Lead Site Reliability Engineer in Payments and Wallet Space
What this job entails
As the Lead SRE at Tutuka you'll be working closely with entire technical team ensuring the reliability of enterprise-level, highly scalable, highly secure financial processing systems that power tens of millions of transactions and tying them to web, mobile and API interfaces that make it easy for people to issue, redeem and reconcile prepaid cards all over the world.
We already have a team of amazing developers that work out of our local offices in Johannesburg, South Africa as well as remotely across Europe and Southeast Asia, and now we need you to drive improvements in our reliability, scalability and efficiency.
What you will be doing
You'll find every day an exciting challenge, helping our technical team transform a monolithic enterprise processing environment with bank-level security and 99.95% uptime, into a sleek, nimble, micro-service serverless processing environment with better than bank-level security and 99.99% uptime.
If it was easy, we would already have done it! This role may or may not involve the following:
- Work closely with software engineering teams to improve availability, latency, performance, efficiency, monitoring, emergency response, and capacity planning of services
- Across hybrid cloud environment of hosted data centre and AWS
- Handle upgrades of infrastructure and services through automation
- Identify, gathering, documenting and automating responses to key performance metrics, logs, and alerts
- Find optimizations and other efficiencies to scale the application
- Develop playbooks and tools to streamline processes and shorten problem resolution time
- Maintain infrastructure as a code management process
- Perform periodic on call duties
Skills & requirements
We love taking on team members with a variety of skill levels, from intern to PhD. But there's no getting around the fact that we need this person to know what they're doing, and hit the ground running.
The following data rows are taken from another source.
Issue #1008, opened 2015-09-24
Show 'pending' label changes differently


damithc:
After we do a change to labels, the changes are shown in pView during the 'undo period' although they are not yet applied. Perhaps we should show those labels differently? e.g. bold
Otherwise the user has to remember what he did in case he wants to undo.

PR #1034, opened 2015-10-08
Added label not appearing in pView #974

### LINKED ISSUE #974: Added label not appearing in pView
I added a label using label picker. It appeared in bView after the undo window, but it took much longer for it appear in the pView. Shouldn't it appear immediately after I hit 'enter' on the label picker? 

image

lejolly:
Fixes #974

### DIFF
--- a/src/main/java/backend/Logic.java
+++ b/src/main/java/backend/Logic.java
@@ -68,17 +68,22 @@ public class Logic {
         return repoIO.isRepositoryValid(repoId);
     }
 
-    public void refresh() {
+    public void refresh(boolean isNotificationPaneShowing) {
+        // TODO fix refresh to take into account the possible pending actions associated with the notification pane
+        if (isNotificationPaneShowing) {
+            logger.info("Notification Pane is currently showing, not going to refresh. ");
+            return;
+        }
         String message = "Refreshing " + models.toModels().stream()
-            .map(Model::getRepoId)
-            .collect(Collectors.joining(", "));
+                .map(Model::getRepoId)
+                .collect(Collectors.joining(", "));
 
         logger.info(message);
         UI.status.displayMessage(message);
 
         Futures.sequence(models.toModels().stream()
-            .map(repoIO::updateModel)
-            .collect(Collectors.toList()))
+                .map(repoIO::updateModel)
+                .collect(Collectors.toList()))
                 .thenApply(models::replace)
                 .thenRun(this::updateUI)
                 .thenCompose(n -> getRateLimitResetTime())
--- a/src/main/java/ui/MenuControl.java
+++ b/src/main/java/ui/MenuControl.java
@@ -11,20 +11,11 @@ import javafx.scene.control.ButtonBar.ButtonData;
 import javafx.stage.Modality;
 import org.apache.logging.log4j.LogManager;
 import org.apache.logging.log4j.Logger;
-import prefs.Preferences;
 import prefs.PanelInfo;
+import prefs.Preferences;
 import ui.issuepanel.FilterPanel;
 import ui.issuepanel.PanelControl;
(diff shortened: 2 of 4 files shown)


lejolly:
@damithc does this fix the issue for you?

dariusf:
Why does this fix the problem? Or rather, what's the problem with refreshing in the undo window?

lejolly:
Here's an example: 

Issue starts with one label: `label 1`. 
1. I add `label 2` to the issue (UI shows 2 labels)
2. I remove `label 1` from the same issue (at this point, `label 2` is sent to github). (UI shows 1 label)
3. While the undo notification is showing (that means the removal of `label 1` has not been sent yet), if a refresh is triggered (either by the ticking timer or by a browser change (which is what happens most of the time)), the new etag points to a change in the issue (because of the addition of `label 2`) and thus the issue is updated with the state of the issue at step 1 (where it had 2 labels). So the UI ends up being updated and shows 2 labels, when it's still supposed to be showing just 1.

dariusf:
Hmm, in that case I think the problem goes a lot deeper... Mutating the model for eager updates to the GUI (which may not have happened yet) forces us to reason about the order in which changes happen, and that's very tough when we can refresh at any time.

Making refresh a no-op sometimes won't solve the general case. We have to track the eager changes to the model separately and invalidate them when they actually happen. This is a large change that requires some design though, so I'm not sure if we should proceed with this first.

lejolly:
Yup, this is a short-term fix since the model isn't built to account for pending updates. I guess it would make more sense for the model/logic to be involved with the ability to undo rather than the `NotificationController`, that way we can properly keep track of actions and their inverses. Such a change would also solve other issues like #1008. 

I would push for putting this fix out first as it's not that hard to reproduce the bug?

damithc:
I'm fine with a temporary fix but we should also work toward a more robust undo mechanism.

dariusf:
Okay then.

By the way, the coverage drop seems to be from that line I was talking about [here](https://github.com/HubTurbo/HubTurbo/pull/1018#discussion-diff-41219954). Somehow it isn't always covered.

src/main/java/backend/Logic.java
```diff
@@ -68,22 +68,26 @@ public Logic(UIManager uiManager, Preferences prefs, boolean isTestMode, boolean
...
-        Futures.sequence(models.toModels().stream()
-            .map(repoIO::updateModel)
-            .collect(Collectors.toList()))
-                .thenApply(models::replace)
-                .thenRun(this::updateUI)
-                .thenCompose(n -> getRateLimitResetTime())
-                .thenApply(this::updateRemainingRate)
-                .exceptionally(Futures::log);
+    public void refresh(boolean isNotificationPaneShowing) {
+        if (!isNotificationPaneShowing) {
```
dariusf: We could add a TODO comment here, so we know to revert it in future. Also the simpler branch can come first with a guard clause.
```java
if (isNotificationPaneShowing) {
    // log
    return;
}
// rest
```

src/main/java/ui/MenuControl.java
```diff
@@ -310,7 +303,15 @@ private MenuItem createRefreshMenuItem() {
         MenuItem refreshMenuItem = new MenuItem("Refresh");
         refreshMenuItem.setOnAction((e) -> {
             logger.info("Menu: View > Refresh");
-            ui.logic.refresh();
+            if (ui.isNotificationPaneShowing()) {
+                // we trigger the notification timeout action first before refreshing
+                Platform.runLater(() -> {
```
dariusf: Is this needed? The menu item will always be clicked/navigated to from the UI thread.

dariusf:
Okay, looks good.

You should already be an SRE guru with:
- Solid understanding of operational principles, such as capacity planning, monitoring and incident handling
- Experience automating manual processes, leveraging cloud (preferably AWS) platforms
- Telemetry, tracing, logging, and alerting best-practices
- Experience implementing monitored and seamless deployment pipelines
- Internet fundamentals. HTTP/s, DNS, TCP/IP, security-by-design, caching
Extra kudos are awarded for:
- JVM performance tuning
- Experience in monitoring of cloud based systems
- Knowledge of automated testing frameworks and methodologies
If you have no site reliability engineering experience, your application cannot be considered.